PR #266, opened 2023-07-06
Remove 'make install' to avoid confusion in build instructions

jhp-lanl:
## PR Summary

This is a very simple update to the documentation to remove `make install` since it seems to cause confusion.

I've left it in the python build instructions because I assume it's needed there to install the appropriate python bindings.

## PR Checklist

- N/A Format your changes by using the `make format` command after configuring with `cmake`.
- N/A After creating a pull request, note it in the CHANGELOG.md file
- N/A If preparing for a new release, update the version in cmake.

### DIFF
--- a/doc/sphinx/src/building.rst
+++ b/doc/sphinx/src/building.rst
@@ -95,7 +95,7 @@ At it's simplest, the cmake build process looks like this:
    mkdir bin
    cd bin
    cmake ..
-   make install
+   make
 
 You can set options on the cmake line via, e.g.,
 
@@ -192,7 +192,7 @@ Building ``singularity-eos`` with Python wrappers in a virtual environment:
    cd build
    cmake -DSINGULARITY_USE_HDF55=ON -DSINGULARITY_BUILD_PYTHON=ON -DCMAKE_INSTALL_PREFIX=$VIRTUAL_ENV ../..
    make -j
-   make install
+   make install  # Only install if you have the correct permissions
 
 
 Dependencies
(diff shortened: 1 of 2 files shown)


Yurlungur:
I'm confused. Why does `make install` not work? It's fine to remove it... but I think typing `make install` does work if you have the right permissions, or if you set 
```
-DCMAKE_INSTALL_PREFIX:PATH=/path/to/target/directory
```
so that you install to some user directory rather than globally.

rbberger:
How about adding it like this?
```bash
make
make install    # install into directory defined via CMAKE_INSTALL_PREFIX
```

Yurlungur:
:+1: for @rbberger 's suggestion

jhp-lanl:
> I'm confused. Why does `make install` not work? It's fine to remove it... but I think typing `make install` does work if you have the right permissions, or if you set
> 
> ```
> -DCMAKE_INSTALL_PREFIX:PATH=/path/to/target/directory
> ```
> 
> so that you install to some user directory rather than globally.

See, _that's_ not documented clearly and many people _don't_ have the right permissions which is why it's confusing. I'll follow Richard's suggestion

jhp-lanl:
@rbberger and @Yurlungur I added back in the `make install` command with the appropriate CMake variable in the comment. I also added that it's optional for the basic build procedure since it definitely is optional in most cases.

jhp-lanl:
FYI @gopsub although this is merged, feel free to comment on this if there is anything else confusing or unclear about `make install`, and we can add more changes in a future PR.

If there are other confusing aspects of the build process you would like us to document better, feel free to create an issue.

PR #274, opened 2023-07-12
Bjm/stiffgas

c0sm0-kramer:
## PR Summary

Added Stiffened Gas EoS according to reference Élaboration des lois d'état d'un liquide et de sa vapeur pour les modèles d'écoulements diphasiques, International Journal of Thermal Sciences, O Le Métayer and J Massoni and R Saurel, https://doi.org/10.1016/j.ijthermalsci.2003.09.002. Built with cmake 3.26.4 and make 3.82, compiled and tested with gcc 10.3.0.

This allows for the use of a stiffened gas EoS.

## PR Checklist

### DIFF
--- a/doc/sphinx/src/models.rst
+++ b/doc/sphinx/src/models.rst
@@ -448,8 +448,7 @@ The entropy for a stiffened gas can be expressed as
     S = C_V \ln\left(\frac{T}{T_0}\right) + (\gamma-1) C_V \ln\left(\frac{\rho_0}
      {\rho}\right) + q',
 
-we have assumed that the entropy and offset :math:`q'` are zero at the reference state given
-by :math:`T_0` and :math:`\rho_0`. By default, :math:`T_0 = 298` K and the
+where :math:`S(\rho_0,T_0)=q'`. By default, :math:`T_0 = 298` K and the
 reference density is given by
 
 .. math::
--- a/doc/sphinx/src/models.rst
+++ b/doc/sphinx/src/models.rst
@@ -425,6 +425,64 @@ these values are not set, they will be the same as those returned by the
 conditions are given, the return values of the :code:`ValuesAtReferenceState()`
 function will not be the same.
 
+Stiffened Gas
+`````````````
+
+The following implementation was guided by the reference `StiffGas`_. The stiffened gas model in ``singularity-eos`` takes
+the form
+
+.. math::
+
+    P = \Gamma \rho (e-q) - \gamma P_{\infty}
+
+.. math::
+
+    e = \frac{ P + \gamma P_{\infty} }{ P + P_{\infty} } C_V T + q,
+
+where quantities are largely the same as ideal gas with the exception of :math:`P_{\infty}` and :math:`q`, which can be thought of as an offset pressure and internal energy, respectively.
+
+The entropy for a stiffened gas can be expressed as
+
+.. math::
+
+    S = C_V \ln\left(\frac{T}{T_0}\right) + (\gamma-1) C_V \ln\left(\frac{\rho_0}
+     {\rho}\right) + q',
+
+we have assumed that the entropy and offset :math:`q'` are zero at the reference state given
+by :math:`T_0` and :math:`\rho_0`. By default, :math:`T_0 = 298` K and the
+reference density is given by
+
+.. math::
+
+    \rho_0 = \frac{P_0 + P_{\infty}}{(\gamma-1) C_V T_0},
+
+where the reference pressure, :math:`P_0`, is 1 bar by default.
+
+The settable parameters for this EOS are the Gruneisen parameter, :math:`\gamma-1`, specific
+heat capacity, :math:`C_V`, offset pressure, :math:`P_{\infty}`, and the offset internal energy, :math:`q`. Optionally, the reference state for the entropy calculation can
+be provided by setting values for the reference temperature, pressure, and offset entropy (:math:`q'`).
+
+The ``StiffGas`` EOS constructor has four arguments, ``gm1``, which is
+the Gruneisen parameter :math:`\Gamma`, ``Cv``, which is the
+specific heat :math:`C_V`, ``P_{\infty}`` which is the offset pressure, and ``q`` which is the offset internal energy:
+
+.. code-block:: cpp
+
+    StiffGas(Real gm1, Real Cv, Real Pinf, Real q)
+
+Optionally, the reference temperature and density for the entropy calculation,
+can be provided in the constructor via ``qp``, ``T0``, and ``P0``:
+
+.. code-block:: cpp
+
+    StiffGas(Real gm1, Real Cv, Real Pinf, Real q, Real qp, Real T0, Real P0)
+
+Note that these parameters are provided solely for the entropy calculation. When
+these values are not set, they will be the same as those returned by the
+:code:`ValuesAtReferenceState()` function. However, if the entropy reference
+conditions are given, the return values of the :code:`ValuesAtReferenceState()`
+function will not be the same.
+
 Gruneisen EOS
 `````````````
 
@@ -1164,60 +1222,4 @@ See :ref:`EOSPAC Vector Functions <eospac_vector>` for more details.
 
 .. _EOSPAC: https://laws.lanl.gov/projects/data/eos/eospacReleases.php
 
-Stiffened Gas
-`````````````
 
-The following implementation was guided by the reference `StiffGas`_. The stiffened gas model in ``singularity-eos`` takes
-the form
-
-.. math::
-
-    P = \Gamma \rho (e-q) - \gamma P_{\infty}
-
-.. math::
-
-    e = \frac{ P + \gamma P_{\infty} }{ P + P_{\infty} } C_V T + q,
-
-where quantities are largely the same as ideal gas with the exception of :math:`P_{\infty}` and :math:`q`, which can be thought of as an offset pressure and internal energy, respectively.
-
-The entropy for a stiffened gas can be expressed as
-
-.. math::
-
-    S = C_V \ln\left(\frac{T}{T_0}\right) + (\gamma-1) C_V \ln\left(\frac{\rho_0}
-     {\rho}\right) + q',
-
-we have assumed that the entropy and offset :math:`q'` are zero at the reference state given
-by :math:`T_0` and :math:`\rho_0`. By default, :math:`T_0 = 298` K and the
-reference density is given by
-
-.. math::
-
-    \rho_0 = \frac{P_0 + P_{\infty}}{(\gamma-1) C_V T_0},
-
-where the reference pressure, :math:`P_0`, is 1 bar by default.
-
-The settable parameters for this EOS are the Gruneisen parameter, :math:`\gamma-1`, specific
-heat capacity, :math:`C_V`, offset pressure, :math:`P_{\infty}`, and the offset internal energy, :math:`q`. Optionally, the reference state for the entropy calculation can
-be provided by setting values for the reference temperature, pressure, and offset entropy (:math:`q'`).
-
-The ``StiffGas`` EOS constructor has four arguments, ``gm1``, which is
-the Gruneisen parameter :math:`\Gamma`, ``Cv``, which is the
-specific heat :math:`C_V`, ``P_{\infty}`` which is the offset pressure, and ``q`` which is the offset internal energy:
-
-.. code-block:: cpp
-
-    StiffGas(Real gm1, Real Cv, Real Pinf, Real q)
-
-Optionally, the reference temperature and density for the entropy calculation,
-can be provided in the constructor via ``qp``, ``T0``, and ``P0``:
-
-.. code-block:: cpp
-
-    StiffGas(Real gm1, Real Cv, Real Pinf, Real q, Real qp, Real T0, Real P0)
-
-Note that these parameters are provided solely for the entropy calculation. When
-these values are not set, they will be the same as those returned by the
-:code:`ValuesAtReferenceState()` function. However, if the entropy reference
-conditions are given, the return values of the :code:`ValuesAtReferenceState()`
-function will not be the same.
--- a/doc/sphinx/src/models.rst
+++ b/doc/sphinx/src/models.rst
@@ -1178,7 +1178,7 @@ the form
 
     e = \frac{ P + \gamma P_{\infty} }{ P + P_{\infty} } C_V T + q,
 
-where quantities are largely the same as ideal gas with the exception of :math:`P_{\infty}` and :math:`q`, which can be thought of as an offset pressure and energy, respectively.
+where quantities are largely the same as ideal gas with the exception of :math:`P_{\infty}` and :math:`q`, which can be thought of as an offset pressure and internal energy, respectively.
 
 The entropy for a stiffened gas can be expressed as
 
@@ -1187,7 +1187,7 @@ The entropy for a stiffened gas can be expressed as
     S = C_V \ln\left(\frac{T}{T_0}\right) + (\gamma-1) C_V \ln\left(\frac{\rho_0}
      {\rho}\right) + q',
 
-we have assumed that the entropy is zero at the reference state given
+we have assumed that the entropy and offset :math:`q'` are zero at the reference state given
 by :math:`T_0` and :math:`\rho_0`. By default, :math:`T_0 = 298` K and the
 reference density is given by
 
@@ -1214,7 +1214,7 @@ can be provided in the constructor via ``qp``, ``T0``, and ``P0``:
 
 .. code-block:: cpp
 
-    IdealGas(Real gm1, Real Cv, Real Pinf, Real q, Real qp, Real T0, Real P0)
+    StiffGas(Real gm1, Real Cv, Real Pinf, Real q, Real qp, Real T0, Real P0)
 
 Note that these parameters are provided solely for the entropy calculation. When
 these values are not set, they will be the same as those returned by the
--- a/doc/sphinx/src/models.rst
+++ b/doc/sphinx/src/models.rst
@@ -15,6 +15,8 @@
 
 .. _WillsThermo: https://www.osti.gov/biblio/1561015
 
+.. _StiffGas: https://doi.org/10.1016/j.ijthermalsci.2003.09.002
+
 
 EOS Models
 ===========
@@ -1161,3 +1163,61 @@ See :ref:`EOSPAC Vector Functions <eospac_vector>` for more details.
 .. _Sesame: https://www.lanl.gov/org/ddste/aldsc/theoretical/physics-chemistry-materials/sesame-database.php
 
 .. _EOSPAC: https://laws.lanl.gov/projects/data/eos/eospacReleases.php
+
+Stiffened Gas
+`````````````
+
+The following implementation was guided by the reference `StiffGas`_. The stiffened gas model in ``singularity-eos`` takes
+the form
+
+.. math::
+
+    P = \Gamma \rho (e-q) - \gamma P_{\infty}
+
+.. math::
+
+    e = \frac{ P + \gamma P_{\infty} }{ P + P_{\infty} } C_V T + q,
+
+where quantities are largely the same as ideal gas with the exception of :math:`P_{\infty}` and :math:`q`, which can be thought of as an offset pressure and energy, respectively.
+
+The entropy for a stiffened gas can be expressed as
+
+.. math::
+
+    S = C_V \ln\left(\frac{T}{T_0}\right) + (\gamma-1) C_V \ln\left(\frac{\rho_0}
+     {\rho}\right) + q',
+
+we have assumed that the entropy is zero at the reference state given
+by :math:`T_0` and :math:`\rho_0`. By default, :math:`T_0 = 298` K and the
+reference density is given by
+
+.. math::
+
+    \rho_0 = \frac{P_0 + P_{\infty}}{(\gamma-1) C_V T_0},
+
+where the reference pressure, :math:`P_0`, is 1 bar by default.
+
+The settable parameters for this EOS are the Gruneisen parameter, :math:`\gamma-1`, specific
+heat capacity, :math:`C_V`, offset pressure, :math:`P_{\infty}`, and the offset internal energy, :math:`q`. Optionally, the reference state for the entropy calculation can
+be provided by setting values for the reference temperature, pressure, and offset entropy (:math:`q'`).
+
+The ``StiffGas`` EOS constructor has four arguments, ``gm1``, which is
+the Gruneisen parameter :math:`\Gamma`, ``Cv``, which is the
+specific heat :math:`C_V`, ``P_{\infty}`` which is the offset pressure, and ``q`` which is the offset internal energy:
+
+.. code-block:: cpp
+
+    StiffGas(Real gm1, Real Cv, Real Pinf, Real q)
+
+Optionally, the reference temperature and density for the entropy calculation,
+can be provided in the constructor via ``qp``, ``T0``, and ``P0``:
+
+.. code-block:: cpp
+
+    IdealGas(Real gm1, Real Cv, Real Pinf, Real q, Real qp, Real T0, Real P0)
+
+Note that these parameters are provided solely for the entropy calculation. When
+these values are not set, they will be the same as those returned by the
+:code:`ValuesAtReferenceState()` function. However, if the entropy reference
+conditions are given, the return values of the :code:`ValuesAtReferenceState()`
+function will not be the same.
--- a/singularity-eos/eos/eos.hpp
+++ b/singularity-eos/eos/eos.hpp
@@ -40,8 +40,8 @@
 #include <singularity-eos/eos/eos_jwl.hpp>
 #include <singularity-eos/eos/eos_spiner.hpp>
 #include <singularity-eos/eos/eos_stellar_collapse.hpp>
-#include <singularity-eos/eos/eos_vinet.hpp>
 #include <singularity-eos/eos/eos_stiff.hpp>
+#include <singularity-eos/eos/eos_vinet.hpp>
 
 // Modifiers
 #include <singularity-eos/eos/modifiers/eos_unitsystem.hpp>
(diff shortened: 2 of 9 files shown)


singularity-eos/eos/eos.hpp
```diff
@@ -63,7 +64,7 @@ using singularity::detail::transform_variadic_list;
 
 // all eos's
 static constexpr const auto full_eos_list =
-    tl<IdealGas, Gruneisen, Vinet, JWL, DavisReactants, DavisProducts
+    tl<IdealGas, Gruneisen, Vinet, JWL, DavisReactants, DavisProducts, StiffGas
```
Yurlungur, line 67: @jhp-lanl you mentioned this afternoon that we might want to move this EOS to be in the variant only optionally?

singularity-eos/eos/eos_stiff.hpp
```diff
@@ -0,0 +1,200 @@
...
+// Ports-of-call
+#include <ports-of-call/portability.hpp>
+
+// Base stuff
+#include <singularity-eos/base/constants.hpp>
+#include <singularity-eos/base/eos_error.hpp>
+#include <singularity-eos/base/robust_utils.hpp>
+#include <singularity-eos/eos/eos_base.hpp>
+
+#define MYMAX(a, b) a > b ? a : b
```
Yurlungur, line 32: fine to use this. It's also safe to use `std::max` now.

singularity-eos/eos/eos_stiff.hpp
```diff
@@ -0,0 +1,200 @@
...
+  }
+  PORTABLE_INLINE_FUNCTION void checkParams() const {
+    // Portable_require seems to do the opposite of what it should. Conditions
+    // reflect this and the code should be changed when ports-of-call changes
+    PORTABLE_ALWAYS_REQUIRE(_Cv >= 0, "Heat capacity must be positive");
+    PORTABLE_ALWAYS_REQUIRE(_gm1 >= 0, "Gruneisen parameter must be positive");
+  }
+  PORTABLE_INLINE_FUNCTION Real InternalEnergyFromDensityTemperature(
+      const Real rho, const Real temperature, Real *lambda = nullptr) const {
+    return MYMAX( 0.0, (rho*_Cv*temperature+_Pinf)/rho + _qq );
```
Yurlungur, line 67: you may want to replace `0` with `robust::small()` or something similar

singularity-eos/eos/eos_stiff.hpp
```diff
@@ -0,0 +1,200 @@
...
+      const Real rho, const Real temperature, Real *lambda = nullptr) const {
+    return MYMAX(0.0, _gm1 * rho * _Cv * temperature - _Pinf );
+  }
+  PORTABLE_INLINE_FUNCTION Real PressureFromDensityInternalEnergy(
+      const Real rho, const Real sie, Real *lambda = nullptr) const {
+    return MYMAX(0.0, _gm1 * rho * (sie-_qq) - (_gm1+1.0)*_Pinf );
+  }
+  PORTABLE_INLINE_FUNCTION Real EntropyFromDensityTemperature(
+      const Real rho, const Real temperature, Real *lambda = nullptr) const {
+    return _Cv * log( temperature / (pow(rho*_gm1*_Cv,_gm1)) ) + _qp;
```
Yurlungur, line 79: If there's any chance the denominator might go to zero even numerically, you should use `robust::ratio` instead of division.

Similarly, you may also wish to guard against `log(0)`. 

Also in C++ it's good practice to write `std::log` instead of `log`, though it's not a big deal either way.

Yurlungur (changes requested):
Overall looks pretty good! Thanks for adding this. A few minor nitpicks below. In addition, some bigger picture things:

1. We should test this on GPUs. the Darwin CI pipeline will do that for us, but if you have access to a GPU machine it's worth trying to run the tests there yourself too.
2. We try to add the PR to the `CHANGELOG.md` file
3. It would be good to add documentation about this EOS to the `models.rst` file in `doc/sphinx/src`. You can see how the others there are done. It doesn't have to be very extensive.
4. Looks like your code isn't formatted. We use `clang-format` to automatically format our code. If you have `clang-format` installed, you can run it on `singularity-eos` automatically in one of two ways: first, you can type `make format_singularity-eos` in your build directory. Alternatively, if that isn't working for you, there's a script in `utils/scripts` called `format.sh`. You can run it to format your code. I recommend running it as:
```bash
FMT=path/to/clang-format VERBOSE=1 utils/scripts/format.sh
```
where `FMT` points to the path of your `clang-format` executable.

singularity-eos/eos/eos_stiff.hpp
c0sm0-kramer: I see. Should I also use `std::pow` ? I'm not sure what the convention normally is in C++ on a lot of things. How would you recommend guarding against `log(0)`

singularity-eos/eos/eos_stiff.hpp
c0sm0-kramer: OK

singularity-eos/eos/eos_stiff.hpp
c0sm0-kramer: OK sounds good

singularity-eos/eos/eos_stiff.hpp
dholladay00: Recommend using the robust ratio function to accomplish the division.

singularity-eos/eos/eos_stiff.hpp
Yurlungur: Yeah `std::pow` over `pow` is good too. For guarding against `log(0)` it's enough to add a small number to the value you're taking the log of so it's never exactly zero.

dholladay00: One thing you'll learn about me is that I am not a fan of pow. I'd actually recommend trying replacing `log( temperature / (pow(rho*_gm1*_Cv,_gm1)) )` with `log( temperature) - _gm1* log(rho*_gm1*_Cv)`, 2 logs is likely much cheaper than 1 log and 1 pow. 

I'll be going through these expressions and making many similar suggestions. Please don't take it as criticism @c0sm0-kramer, I kinda like doing it and it ensures better performance.

singularity-eos/eos/eos_stiff.hpp
```diff
@@ -0,0 +1,200 @@
...
+  }
+  PORTABLE_INLINE_FUNCTION Real EntropyFromDensityInternalEnergy(
+      const Real rho, const Real sie, Real *lambda = nullptr) const {
+    //const Real temp = TemperatureFromDensityInternalEnergy(rho, sie, lambda);
+    //return EntropyFromDensityTemperature(rho, temp, lambda);
+    return _Cv * log( (rho*(sie-_qq)-_Pinf) /
+           (pow(_Cv*rho,_gm1+1.0)*pow(_gm1,_gm1)) ) +
+           _qp;
```
dholladay00, line 87: I think the most efficient expression would be: `_Cv * ( log( (rho*(sie-_qq)-_Pinf) / (_Cv*rho) /*use robust ratio I'm just lazy*/ ) - _gm1*log(_Cv*_gm1*rho) ) + _qp;`

singularity-eos/eos/eos_stiff.hpp
```diff
@@ -0,0 +1,200 @@
...
+  PORTABLE_INLINE_FUNCTION Real SpecificHeatFromDensityInternalEnergy(
+      const Real rho, const Real sie, Real *lambda = nullptr) const {
+    return _Cv;
+  }
+  PORTABLE_INLINE_FUNCTION Real BulkModulusFromDensityTemperature(
+      const Real rho, const Real temperature, Real *lambda = nullptr) const {
+    const Real entr = EntropyFromDensityTemperature(rho, temperature, lambda);
+    return MYMAX(0.0, pow(rho ,_gm1    ) * 
+                      pow(_Cv ,_gm1+1.0) * 
+                      pow(_gm1,_gm1+2.0) * exp((entr-_qp)/_Cv) );
```
dholladay00, line 102: I think an equivalent expression is `_gm1*_gm1*_Cv*exp(_gm1*log(rho*_Cv*_gm1) + (entr - _qp) / _Cv /*use robust ratio*/);`

singularity-eos/eos/eos_stiff.hpp
```diff
@@ -0,0 +1,200 @@
...
+    return 0;
+  }
+  static inline unsigned long max_scratch_size(unsigned int nelements) { return 0; }
+  PORTABLE_INLINE_FUNCTION void PrintParams() const {
+    printf("Stiff Gas Parameters:\nGamma = %g\nCv    = %g\nPinf  = %g\nq     = %g\nqprime= %g\n", _gm1 + 1.0, _Cv,_Pinf,_qq,_qp);
+  }
+  PORTABLE_INLINE_FUNCTION void
+  DensityEnergyFromPressureTemperature(const Real press, const Real temp, Real *lambda,
+                                       Real &rho, Real &sie) const {
+    sie = MYMAX(0.0, (press + (_gm1+1.0)*_Pinf)/(press + _Pinf)*_Cv*temp+_qq );
```
dholladay00, line 151: robust ratios for divide.

singularity-eos/eos/eos_stiff.hpp
jhp-lanl: Before we move too much further on this, we should ask _how_ we want to calculate entropy. If you use the integrals [here](https://lanl.github.io/singularity-eos/main/src/models.html#entropy-availability), you need to specify a reference density and temperature at which the entropy is defined to be zero.

This is how we have done it for the [ideal gas EOS](https://lanl.github.io/singularity-eos/main/src/models.html#ideal-gas), and actually the stiffened gas has the exact same entropy formula. My preference is towards defining a reference density and temperature rather than a reference entropy myself since the former are more meaningful.

I'll also add that you don't need the `pow` function if you use the formulation I linked above. Also you will need to specify a reference temperature and density in the input, but you won't have to specify `qp`.

singularity-eos/eos/eos_stiff.hpp
```diff
@@ -0,0 +1,200 @@
...
+    return _Cv * log( temperature / (pow(rho*_gm1*_Cv,_gm1)) ) + _qp;
+  }
+  PORTABLE_INLINE_FUNCTION Real EntropyFromDensityInternalEnergy(
+      const Real rho, const Real sie, Real *lambda = nullptr) const {
+    //const Real temp = TemperatureFromDensityInternalEnergy(rho, sie, lambda);
+    //return EntropyFromDensityTemperature(rho, temp, lambda);
+    return _Cv * log( (rho*(sie-_qq)-_Pinf) /
+           (pow(_Cv*rho,_gm1+1.0)*pow(_gm1,_gm1)) ) +
+           _qp;
+  }
```
jhp-lanl, line 88: It may be easier to just call the `TemperatureFromDensityInternalEnergy()` function and then call the `EntropyFromDensityTemperature()` function you defined above.

singularity-eos/eos/eos_stiff.hpp
```diff
@@ -0,0 +1,200 @@
...
+    return MYMAX(0.0, pow(rho ,_gm1    ) * 
+                      pow(_Cv ,_gm1+1.0) * 
+                      pow(_gm1,_gm1+2.0) * exp((entr-_qp)/_Cv) );
+  }
+  PORTABLE_INLINE_FUNCTION Real BulkModulusFromDensityInternalEnergy(
+      const Real rho, const Real sie, Real *lambda = nullptr) const {
+    const Real entr = EntropyFromDensityInternalEnergy(rho, sie, lambda);
+    return MYMAX(0.0, pow(rho ,_gm1    ) * 
+                      pow(_Cv ,_gm1+1.0) * 
+                      pow(_gm1,_gm1+2.0) * exp((entr-_qp)/_Cv) );
```
jhp-lanl, line 109: I'm worried about the numerics of the exponent and possible overflow/underflow. Can you derive a formula for the bulk modulus from the more general derivatives like we talked about? I.e.
```math
B_S = \rho \left(\frac{\partial P}{\partial \rho}\right)_e + \frac{P}{\rho} \left(\frac{\partial P}{\partial e}\right)_\rho 
```

singularity-eos/eos/eos_stiff.hpp
```diff
@@ -0,0 +1,200 @@
...
+                              Real &bmod, Real &dpde, Real &dvdt,
+                              Real *lambda = nullptr) const {
+    // use STP: 1 atmosphere, room temperature
+    rho = _rho0;
+    temp = _T0;
+    sie = _sie0;
+    press = _P0;
+    cv = _Cv;
+    bmod = _bmod0;
+    dpde = _dpde0;
```
jhp-lanl, line 133: I was skimming a bit, but are all these defined?

singularity-eos/eos/eos_stiff.hpp
jhp-lanl, line 151: We'll probably want to just force `press` to be larger than `_Pinf` here. Again, we don't want to floor the energy at zero either.

singularity-eos/eos/eos_stiff.hpp
```diff
@@ -0,0 +1,200 @@
...
+  }
+  static inline unsigned long max_scratch_size(unsigned int nelements) { return 0; }
+  PORTABLE_INLINE_FUNCTION void PrintParams() const {
+    printf("Stiff Gas Parameters:\nGamma = %g\nCv    = %g\nPinf  = %g\nq     = %g\nqprime= %g\n", _gm1 + 1.0, _Cv,_Pinf,_qq,_qp);
+  }
+  PORTABLE_INLINE_FUNCTION void
+  DensityEnergyFromPressureTemperature(const Real press, const Real temp, Real *lambda,
+                                       Real &rho, Real &sie) const {
+    sie = MYMAX(0.0, (press + (_gm1+1.0)*_Pinf)/(press + _Pinf)*_Cv*temp+_qq );
+    rho = MYMAX(0.0, (press + _Pinf) / (_gm1 * _Cv * temp) );
```
jhp-lanl, line 152: We'll want a robust ratio on this

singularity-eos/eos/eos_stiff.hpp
☆ ☆ ☆ ☆ ☆
**What is being asked**
For each line of the entries that contains the word "files", make a copy.

**Response below**
(diff shortened: 1 of 2 files shown)
(diff shortened: 2 of 9 files shown)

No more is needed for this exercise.